A Assembleia Legislativa do Estado de Minas Gerais decreta:
Art. 1º – Fica autorizado o Poder Executivo a obrigar todos os estabelecimentos ou serviços públicos e privados de saúde, localizados no território do Estado de Minas Gerais, a dispensar, aos profissionais de enfermagem que lhes prestam serviços, as mesmas medidas protetivas aplicadas às demais categorias profissionais, as estabelecidas na legislação aplicável à espécie, em especial a Norma Regulamentadora 32 – NR 32, bem como as previstas na presente Lei e seu Anexo Único.
Parágrafo único – Caberá ao Gestor da unidade, em conjunto com o responsável Técnico da Enfermagem, tomar formalmente as providências necessárias à garantia da manutenção da saúde dos trabalhadores de enfermagem, em todos os seus aspectos, de maneira que o disposto no caput seja plenamente observado.
Art. 2º – As Comissões de Ética de Enfermagem, onde houver, ficam incumbidas de assessorar os gestores e gerentes em questões, envolvendo a saúde ocupacional do profissional de enfermagem.
Art. 3º – O gestor deverá designar profissional enfermeiro, com especialização em Saúde Ocupacional, como responsável pelo acompanhamento da saúde ocupacional dos demais profissionais de enfermagem da instituição, respeitadas as atribuições e as peculiaridades de cada instância.

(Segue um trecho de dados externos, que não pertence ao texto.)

PR #1239, opened 2023-05-09
Bugfix/install libdir

### LINKED ISSUE #1187: Python converters still not installed consistently
## Description

Sorry to be beating the dead horse on this after the PR was merged that got tests passing...

After #1161 there is now the ability to `pip install` the ioda-converters, and scripts work with that approach. The install, however, instead of installing something broad like `pyiodaconv` takes all of the python subdirectories in `src/` and treats each as a python package. This means that there are installed libraries like so:
```
    /home/cmartin/.local/lib/python3.7/site-packages/compo/*
    /home/cmartin/.local/lib/python3.7/site-packages/conventional/*
    /home/cmartin/.local/lib/python3.7/site-packages/gnssro/*
    /home/cmartin/.local/lib/python3.7/site-packages/goes/*
    /home/cmartin/.local/lib/python3.7/site-packages/gsi_ncdiag/*
    /home/cmartin/.local/lib/python3.7/site-packages/hdf5/*
    /home/cmartin/.local/lib/python3.7/site-packages/ioda_converters-1.0.0.dist-info/*
    /home/cmartin/.local/lib/python3.7/site-packages/land/*
    /home/cmartin/.local/lib/python3.7/site-packages/lib_python/*
    /home/cmartin/.local/lib/python3.7/site-packages/marine/*
    /home/cmartin/.local/lib/python3.7/site-packages/ncep/*
    /home/cmartin/.local/lib/python3.7/site-packages/orig/*
    /home/cmartin/.local/lib/python3.7/site-packages/single_observation/*
    /home/cmartin/.local/lib/python3.7/site-packages/ssec/*
    /home/cmartin/.local/lib/python3.7/site-packages/wrfda_ncdiag/*
```
And that means things have to be imported like:
`import lib_python`

I find this concerning for a few reasons. 1) It's not clear what these libraries are, 2) something like 'hdf5' could conflict with a generic HDF5 library and 3) lib_python means nothing when these are all python libraries...

This is hacked together in the ctests by adding to `$PYTHONPATH` the `src/` directory because what used to work still places certain scripts into `build/lib/pyiodaconv`. These are inconsistent depending on how the converters are built/installed.

Instead, I would think this should be refactored such that there is just one installed library:
```
    /home/cmartin/.local/lib/python3.7/site-packages/pyiodaconv/*
```
and then the `import` statements should be consistent whether it is installed via pip or with ecbuild bundles.

`import pyiodaconv.lib_python`

## Requirements

IODA-converters should be installable and usable with both `pip` and `ecbuild` approach without having to add `src/` to `$PYTHONPATH`

All of the following work without hacks
`pip install`
`ecbuild`

## Dependencies
None

### LINKED ISSUE #1238: [Bug] pyiodaconv is not installed in the correct place
         All of ioda converters python scripts are installed in lib/pyiodaconv forcing users to set the python path twice which is not ideal.

## Expected behavior

The correct installation directory is lib/python(version)/pyiodaconv

PatNichols:
## Description

Install  ioda-conveters python in the proper place. some subdirectory of lib/python(version)/pyiodaconv

- fixes #1238 
- fixes #1187 

Dependencies:

- [ ] merge with JCSDA-internal/ioda/pull/1017


gthompsnJCSDA:
assuming this is in Draft form because there are likely other files in each subdir (such as `src/conventional`) that do not yet appear changed for the IODA path stuff.

PatNichols:
> assuming this is in Draft form because there are likely other files in each subdir (such as `src/conventional`) that do not yet appear changed for the IODA path stuff.

@gthompsnJCSDA  It's in draft form due to ctests not being able to find the bufr python module. Everything else works fine :) . Several of the files in src end up in bin/ so there is no reason yet to change that. The rest end up in /lib/pyiodaconv which  I want to change /lib/python(version)/pyiodaconv.

src/compo/tropess_co_nc2ioda.py
```diff
@@ -19,14 +19,9 @@
 import math
 from numpy import log as ln
 
-IODA_CONV_PATH = Path(__file__).parent/"@SCRIPT_LIB_PATH@"
-if not IODA_CONV_PATH.is_dir():
-    IODA_CONV_PATH = Path(__file__).parent/'..'/'lib-python'
-sys.path.append(str(IODA_CONV_PATH.resolve()))
-
-import ioda_conv_engines as iconv
+import lib_python.ioda_conv_engines as iconv
```
CoryMartin-NOAA, line 22: we should really change this to be `import pyiodaconv.ioda_conv_engines` or something similar. Like I've said before `lib_python` is not a sufficient name, it would be like '#include cpp`

PatNichols: @CoryMartin-NOAA it's doable. I will need to change the directory name from lib_python to something else. Let me give it a look.

BenjaminRuston: @CoryMartin-NOAA fully agree lump it in this one or do in a subsequent PR could be considered

test/CMakeLists.txt
```diff
@@ -442,9 +442,12 @@ set(IODA_CONV_COMP_TOL "0.5e-4")
 #  Dom's fix to get right path
 #set(IODACONV_PYTHONPATH "$<TARGET_FILE_DIR:_ioda_python>/../:$ENV{PYTHONPATH}")
 
+set(IODACONV_PYTHONPATH "$(CMAKE_BIL$<TARGET_FILE_DIR:_ioda_python>/../:$ENV{PYTHONPATH}")
```
BenjaminRuston, line 445: this looks like a typo and like it may not be used?

CMakeLists.txt
```diff
@@ -29,16 +29,17 @@ set(CMAKE_CXX_EXTENSIONS OFF)
...
+find_package(Python3 REQUIRED COMPONENTS Interpreter Development)
+
 set(pyver python${Python3_VERSION_MAJOR}.${Python3_VERSION_MINOR})
-set(PYDIR ${pyvers}/pyiodaconv)
+set(PYDIR ${pyver}/pyiodaconv)
 
 # Location of installed python iodaconv libraries
 set( PYIODACONV_BUILD_LIBDIR   ${CMAKE_BINARY_DIR}/lib/${PYDIR} )
-set( PYIODACONV_INSTALL_LIBDIR ${CMAKE_INSTALL_PREFIX}/${CMAKE_INSTALL_LIBDIR}/${PYDIR} )
+set( PYIODACONV_INSTALL_LIBDIR ${CMAKE_INSTALL_PREFIX}/lib/${PYDIR} )
```
srherbener, line 39: I've noticed that `<install-prefix>/lib/python<version>/site-packages` seems to be, typically, where setup.py, spack-stack and pip install user built packages. Should we follow that convention here?

What do others think about using the site-packages location?I can go either way (what is in this PR vs site-packages).

I think what is much more important is that we eventually end up installing all ioda-converters and ioda python packages in the same place and that place be findable without having to use PYTHONPATH settings.

CoryMartin-NOAA (approved):
Thanks so much for making this change, it's much appreciated

CMakeLists.txt
PatNichols: @CoryMartin-NOAA @srherbener I checked the Python way of doing this. If you use pip install or there ilk, things will be installed in the site-packages directory of PYTHONHOME. This directory is always in PYTHONPATH unless you clobber this variable it which is not advised at all. There no reason to set site-packages in cmake since it comes for free with a pip install and well it might be confusing to most outside python users. So it looks like we are doing it the "python way"

srherbener: Thanks for following up on this!

srherbener (approved):

BenjaminRuston (approved):
think this is good to go forward understanding we will do another ioda-converter PR to rename the `lib_python` directory to `pyiodaconv` and then modify the `__init__.py` 

to just contain this directory:
`from .pyiodaconv import *`

test/CMakeLists.txt
```diff
@@ -440,11 +440,11 @@ set(IODA_CONV_COMP_TOL "0.5e-4")
 #        ...
 #        )
 #  Dom's fix to get right path
-#set(IODACONV_PYTHONPATH "$<TARGET_FILE_DIR:_ioda_python>/../:$ENV{PYTHONPATH}")
 
 list(APPEND python_path
   "${CMAKE_CURRENT_SOURCE_DIR}/../src"
```
BenjaminRuston, line 445:
```suggestion
```

BenjaminRuston:
on the MacOS M1 spack-stack 1.4.0
```
100% tests passed, 0 tests failed out of 296

```

PatNichols:
@srherbener @BenjaminRuston This is weird.
ubuntu src$ git merge develop
Already up to date.
No conflicts on mac or ubuntu. I will kick off teests on CI again. Perhaps it's a another hiccup with github . BTW github desktop is pure evil....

Art. 4º – Nas atividades que envolvam riscos ocupacionais como os referidos no Anexo Único, os profissionais de enfermagem deverão, sempre, ter acesso à proteção coletiva e, em caráter complementar, a equipamentos de proteção individual.
Art. 5º – As medidas elencadas no Anexo Único desta Lei deverão ser tomadas sem prejuízo de outras normativas de âmbito federal, estadual ou municipal, que venham, efetivamente, proteger a saúde ocupacional dos profissionais de enfermagem.
Art. 6º – Os estabelecimentos ou serviços de saúde, públicos e privados, deverão providenciar a realização de exame médico periódico adequado para cada risco ocupacional específico, com o objetivo de prevenir ou diagnosticar precocemente agravos à saúde dos profissionais de enfermagem que labutem para os mesmos.
§ 1º – Tal obrigatoriedade não exclui a necessidade de consentimento para execução de tais exames, sendo que, em caso de recusa, o profissional de enfermagem deverá assinar um termo de responsabilidade que permanecerá arquivado na instituição.
§ 2º – Relativamente aos exames de monitorização biológica de que trata o item 3 do Anexo Único desta Lei, não há a necessidade de que sejam realizados em mais do que um dos vínculos de trabalho do profissional de enfermagem, desde que os riscos sejam os mesmos.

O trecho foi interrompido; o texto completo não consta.